This is the mail archive of the
binutils@sources.redhat.com
mailing list for the binutils project.
Re: [RFC] Cross core support
- To: Daniel Jacobowitz <dmj+ at andrew dot cmu dot edu>
- Subject: Re: [RFC] Cross core support
- From: Nick Clifton <nickc at cambridge dot redhat dot com>
- Date: 28 Jun 2001 19:04:09 +0100
- Cc: binutils at sources dot redhat dot com
- References: <20010626105035.A7908@nevyn.them.org>
Hi Daniel,
This reply is really more of case of letting you know that your
message did not fall on (entirely) deaf ears. Unfortunately I am
not sure what the best thing to do in this situation is either.
> My inclination is to provide a table for each note type of the total size of
> the note structure on a particular platform and the offsets of the fields we
> are interested in.
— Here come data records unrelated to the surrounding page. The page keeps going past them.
PR #2129, opened 2015-05-21
Remove Domainers.

### LINKED ISSUE #1542: [Scale]  - Auto domain fails if only one end of the domain is set

### LINKED ISSUE #2055: Move Domainer logic to Scales
There's only ever one `Domainer` per `QuantitativeScale` and vice versa, so it makes sense to move its logic to the `QuantitativeScale` itself.

### LINKED ISSUE #2057: Rename _autoDomainIfAutomaticMode()

jtlan:
Changes:

#### Moved `Domainer` logic to `Scale`s.
Deleted `Domainer`.
Close #2055.

#### Added `domainMin()` and `domainMax()` to `QuantitativeScale`
`domainMin()` sets the lower end of the domain.
`domainMax()` sets the upper end of the domain.

If only one is set, the other end of the scale will still be autodomained. If the domain would be flipped instead it is expanded using the same logic for expanding single-point domains.

If both `domainMin()` and `domainMax() are called, it's equivalent to calling `domain([min, max])`. Setting both can reverse the domain on `Scale`s that support reversal.

Calling `autoDomain()` will clear both set values, the same way calling `autoDomain()` overrides `domain()`.

Close #1542.
Demo fiddle for feature: http://jsfiddle.net/temt44gx/3/

#### Fixed autodomain logic
Adding or removing an `ExtentsProvider` (with `addExtentsProvider()` and `removeExtentsProvider()`) now causes the scale to `autoDomain()` if it's in automatic mode.

Made `_autoDomainIfAutomaticMode()` `protected`.

Made `_defaultExtent()` protected.

Close #2057.


crmorford:
Discussion requested:
If i set the min to 4.9 like this:
screen shot 2015-05-22 at 10 10 36 am
It still autodomains like the whole line is being shown. It's odd to me that the padding can be so much wider than the data shown.

jtlan:
Demo variant with `Scales.Time` on X: http://jsfiddle.net/2f0xycto/

crmorford:
Modified Log: make max a negative number and the scale flips
I tried -6 here
http://jsfiddle.net/temt44gx/6/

It seems very unlikely that we would find two notes of
> the same type and the same size on different platforms where all the fields
> we want did not correspond. However, that solution's a little hokey.
Yeah it is a bit hokey. The definitions in the table ought to be
protected with #ifdefs, so that if the table is built on a native
system the values in the table can be compared against the real
values in the procfs.h header and the compilation abort if they are
wrong. That way at least changes in the header will be noticed once
a native build is performed.
> Does anyone know of a counterexample, or a better way to provide the
> necessary information? I suppose it could use a hook in target-specific
> files of BFD, but I'd rather avoid that, since I suppose it would need to be
> added to the bfd vector in that case.
Why would that be a bad thing ? Actually you could add it to the
elf_backend_data structure so you only have to modify ELF ports, and
in fact since they use elfXX-target.h you would only have to modify
the ports that you are interested in.